# 2006 Ben Pearson Pro Staff Series Generation II



## selectarchery (Oct 12, 2002)

Picture is worth a thousand words...let's hear 'em.


----------



## pinshooter (Jun 11, 2004)

Nice looking bows. Is there much difference in those and the Bishop, they look the same?


----------



## LHpuncher (Apr 12, 2004)

ttt


----------



## cath8r (Jan 17, 2003)

Those are NICE!!! What kind of $$$ are we talking here? Did I mention how nice they were?


----------



## monty53 (Jun 19, 2002)

They are next generation Bishops but with the Ben Pearson label, not McPherson.


----------



## spicman (Dec 1, 2003)

awesome!!! one of the best kept secrets in archery.


----------



## PSEjaws (Dec 7, 2004)

now Jim... you tried to pull a slick one on us... cloaking your beloved little Bishop with the Pearson name...shame on you   

yo punk! where is my baby and how is she doing. 

does she have her new make-up on yet, cause im dying to take her out on a date! :shade:


----------



## JAVI (Jun 19, 2003)

That'll work for me.... :thumbs_up :RockOn: :thumb:


----------



## xtracker (Jul 14, 2003)

Why do the new bows have a solid limb, not that I am complaining I am just curious.


----------



## kennyb41 (Mar 18, 2005)

*Yes Notice The Split Limbs Gone!*

I hope everyone noticed the split limbs are gone!From what i heard the failure rate on thr split limbs was less than 1 percent like .046 percent,so why mess with success?.....................kenny


----------



## McArcher (Aug 12, 2003)

*GenerationII Ben Pearson*

Sweeeeeeeeeet very Sweet!  I like the solid limbs. It been along time sense I've seen them on a Pearson bow. Not that the split limbs are bad!

They really have nice looking risers. :thumbs_up


----------



## Ben6deerhunter (Sep 6, 2004)

I like it how soon will it be available?


----------



## selectarchery (Oct 12, 2002)

KennyB - no worries on the limbs. They are made out of the same material as the split limbs by the same careful staff that puts effort into the split limbs. There will still be bows with split limbs. Customers wanted to see split limbs and solid limbs so Ben Pearson actually listened.

LHPuncher - looks like you got your wish on the bearings.


----------



## selectarchery (Oct 12, 2002)

PSEjaws - your sweetie will be ready for the dance in a bit.
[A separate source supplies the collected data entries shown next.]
PR #4882, opened 2025-08-08
refactor: Avoid breaking change for ARIA element types

rschristian:
Revert of #4876

All of the per-element types (`AnchorHTMLAttributes`, `AreaHTMLAttributes`, etc) via core & compat are now interfaces again (as they are in React), with the new accessible types exported & hooked up to `IntrinsicElements` so that users still get correct ARIA type checking. Users will now need to augment the `Accessible`-prefixed types for a few elements, which may be a surprise & needs documentation for sure, but I think that's a better tradeoff; more people will import element types to extend or consume than will need to augment (say) all anchor tags globally.

I spent so much time working on those aria roles & reading the spec that I suppose I overestimated/forgot how many elements in total need discriminated unions and can be represented properly, which turns out to be only `<a>`, `<area>`, ``, `<input>`, and `<select>`. In my head there were a lot more 😅

### DIFF
--- a/src/dom.d.ts
+++ b/src/dom.d.ts
@@ -33,15 +33,13 @@ interface CommandEventInit extends EventInit {
 	command: string;
 }
 
-
-
 type Booleanish = boolean | 'true' | 'false';
 
 export interface SignalLike<T> {
-		value: T;
-		peek(): T;
-		subscribe(fn: (value: T) => void): () => void;
-	}
+	value: T;
+	peek(): T;
+	subscribe(fn: (value: T) => void): () => void;
+}
 
 export type Signalish<T> = T | SignalLike<T>;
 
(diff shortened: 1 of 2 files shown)


src/dom.d.ts
```diff
@@ -1593,12 +1593,17 @@ export type AnchorAriaRoles =
...
+export type AccessibleAnchorHTMLAttributes<T extends EventTarget = HTMLAnchorElement> = Omit<
 	PartialAnchorHTMLAttributes<T>,
 	'role'
 > &
 	AnchorAriaRoles;
 
+export interface AnchorHTMLAttributes<T extends EventTarget = HTMLAnchorElement> extends PartialAnchorHTMLAttributes<T> {
+	href?: Signalish<string | undefined>;
+	role?: Signalish<AriaRole | undefined>;
+}
```
rschristian: This is all that the PR does: makes plain & wide interfaces to compliment the specific accessible types.

JoviDeCroock (approved):

PR #4883, opened 2025-08-09
Try new build

JoviDeCroock:
## General changes

- Drops umd output
- CJS uses destructured require rather than namespace (ESBuild limitation, we could transform but... not sure if it's worth it)
- Lifts syntax to ES2020
- Removes microbundle (a lot less deps)

## TODO

- Chase down size diff in `compat.mjs`
- Refactor the script
- Undo src change

### DIFF
--- a/scripts/build-packages.cjs
+++ b/scripts/build-packages.cjs
@@ -10,7 +10,6 @@ const { minify } = require('terser');
 const zlib = require('node:zlib');
 const { init: initEsmLexer, parse } = require('es-module-lexer');
 const MagicString = require('magic-string');
-const { platform } = require('node:os');
 
 /**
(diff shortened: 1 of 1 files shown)


rschristian:
> Lifts syntax to ES2020

~~I was under the impression that the ES2020 setting was just a temporary thing whilst you were working on this, is that not the case? I feel that's a bit too new to place our floor at, and I'm not sure it's necessary -- do we/the transpiler even use anything that new? ES2017 or so, IMO, should be as new as it gets if absolutely required.~~

Moving past ES5 also likely calls for investigation into ES6 classes, they'll certainly be smaller but perf could go either way. Not necessarily related to this PR of course, just opens up a few new options that could be good for us.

I'll give you a call with an update.


----------



## monty53 (Jun 19, 2002)

Javi, that 36 3/8 ATA is your dream come true!


----------



## JAVI (Jun 19, 2003)

monty53 said:


> Javi, that 36 3/8 ATA is your dream come true!
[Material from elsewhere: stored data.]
PR #4888, opened 2025-08-16
Do not re-insert memoized vnodes that keep their relative order after swap

vasylenkoval:
## Description 

I was looking at [js-framework-benchmark](https://krausest.github.io/js-framework-benchmark/2025/table_chrome_138.0.7204.50.html) and found something that looked a bit strange. All of the Preact benchmarks that use memoized rows have `swap rows` performance similar to React, while all other benchmarks that don't use memoized rows have faster swaps but incur the cost of not being able to skip processing unchanged rows in `select row`. 

After taking a closer look at your codebase, I was pleasantly surprised that Preact is flagging all moved nodes granularly during reconciliation as opposed to React's more optimistic handling (deopt backwards swaps). So I wanted to track down where the cost was coming from.

Screenshot 2025-08-13 at 9 03 59 PM

## Debugging
I modified the `preact-hooks` benchmark to have memoized rows and made an unminified build to debug. 

The insert condition seems to be triggered for these 3 cases:
- vnode was explicitly marked for insertion
- vnode has memoized children
- Combination of the two

```js
if (
   childVNode._flags & INSERT_VNODE ||
   oldVNode._children === childVNode._children
) {
   oldDom = insert(....)
}
```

Yep... I know what my hunting bow will be.... :bounce:


----------



## x-ring-1 (Oct 31, 2002)

*Good looking*

New bows look GREAT!!!


----------



## BradMc26 (Oct 16, 2002)

SelectArchery,

Holy Crap! I am in love with this bow. Being a short draw finger shooter, this bow looks perfect for me.
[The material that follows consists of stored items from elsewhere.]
PR #4890, opened 2025-08-17
Port #4888 to v10

vasylenkoval:
## Description

This PR ports commits from https://github.com/preactjs/preact/pull/4888 to the v10 branch.

### DIFF
--- a/src/diff/children.js
+++ b/src/diff/children.js
@@ -124,16 +124,9 @@ export function diffChildren(
 			firstChildDom = newDom;
 		}
 
-		if (
-			childVNode._flags & INSERT_VNODE ||
-			oldVNode._children === childVNode._children
-		) {
-			oldDom = insert(
-				childVNode,
-				oldDom,
-				parentDom,
-				!(childVNode._flags & INSERT_VNODE) /* shouldSkipDomUpdate */
-			);
+		let shouldPlace = !!(childVNode._flags & INSERT_VNODE);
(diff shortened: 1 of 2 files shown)


src/diff/children.js
```diff
@@ -352,16 +351,18 @@ function insert(parentVNode, oldDom, parentDom) {
...
 				// here).
 				children[i]._parent = parentVNode;
-				oldDom = insert(children[i], oldDom, parentDom);
+				oldDom = insert(children[i], oldDom, parentDom, shouldPlace);
 			}
 		}
 
 		return oldDom;
 	} else if (parentVNode._dom != oldDom) {
-		if (oldDom && parentVNode.type && !parentDom.contains(oldDom)) {
```
vasylenkoval, line 361: The ported code diff also happens to contain one more improvement that replaces the `parentDom.contains(...)` check with `!oldDom.parentNode`. Original PR: https://github.com/preactjs/preact/pull/4666. Please let me know if you don't want to include it here.

rschristian: Should be fine I think, test suite passes anyhow. And thanks for tracking down the blame there, saves me from doing it myself

vasylenkoval:
Thanks @rschristian! Will update the `js-framework-benchmark` Preact implementations as well once a new release is cut.

JoviDeCroock:
Published @vasylenkoval Thank you again for all of this work, you're a hero!

PR #4891, opened 2025-08-18
ci: Fix benchmarks for v10.x

rschristian:
Our [benchmarks action is failing](https://github.com/preactjs/preact/actions/runs/17023195272/job/48255153404) on PRs opened against v10.x as we're not running the "CI" workflow on push. The "CI" workflow triggers "Build & Test" which uploads assets that future commits will compare against; the merge commits we're making at the moment aren't associated with a workflow run, ergo, the action will fail to download the artifact for comparison.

Seriously though, what is the difference between this and the Mcpherson Bishop besides the solid limbs? Is the riser/reflex the same? Will the Bishop still be around for 06'?


----------



## Scorpion (Jun 1, 2005)

*SWeet*

Looks Like i will be getting another bow for Select to Paint... 


Great looking bows


----------



## RandD (Dec 17, 2003)

*Its not a Bishop.*

The GENERATION II bow is not a BISHOP in BEN PEARSON clothes. The GENERATION II riser is a new design for BEN PEARSON. We kept the same ata and brace height as the BISHOP. The shooters that have got to shot the GENERATION II love it. Risers are being cut as I am typing this and we will be shipping the GENERATION II and the whole line up soon. If you can't wait, call, come by and shoot the R and D bow. :smile: 

251.867.8475


----------



## x-ring-1 (Oct 31, 2002)

*What is the difference?*

What is the difference in the Gen II riser compared to the Bishop riser? Just wondering! Thanks


----------



## BradMc26 (Oct 16, 2002)

x-ring-1 said:


> What is the difference in the Gen II riser compared to the Bishop riser? Just wondering! Thanks


Good question. 

Do Tell RandD


----------



## goatranch (Sep 11, 2004)

All I can say is...WOW!

Do you know what the MSRP will be?? I want one..no I want 2.


----------



## ridgerunner (Jun 24, 2003)

Now THAT is what I'm talkin about!!

Sstrrettch out them axles!! :thumbs_up


----------



## Aaron_73 (Aug 17, 2004)

That is a beautiful bow!

I can't wait to get my hands on one of those!


----------



## drtnshtr (Jan 20, 2003)

very nice looking bows!!!! very tempting!!! looks like pearson and pse are stepping up to the plate (again)


----------



## J-Daddy (Aug 7, 2003)

*Very Nice!!!*

Very nice looking rigs, that 36 & 3/8" ata model should be a great hunting bow and a good one on the 3-D range to boot....


----------



## LHpuncher (Apr 12, 2004)

selectarchery said:


> KennyB - no worries on the limbs. They are made out of the same material as the split limbs by the same careful staff that puts effort into the split limbs. There will still be bows with split limbs. Customers wanted to see split limbs and solid limbs so Ben Pearson actually listened.
> 
> LHPuncher - looks like you got your wish on the bearings.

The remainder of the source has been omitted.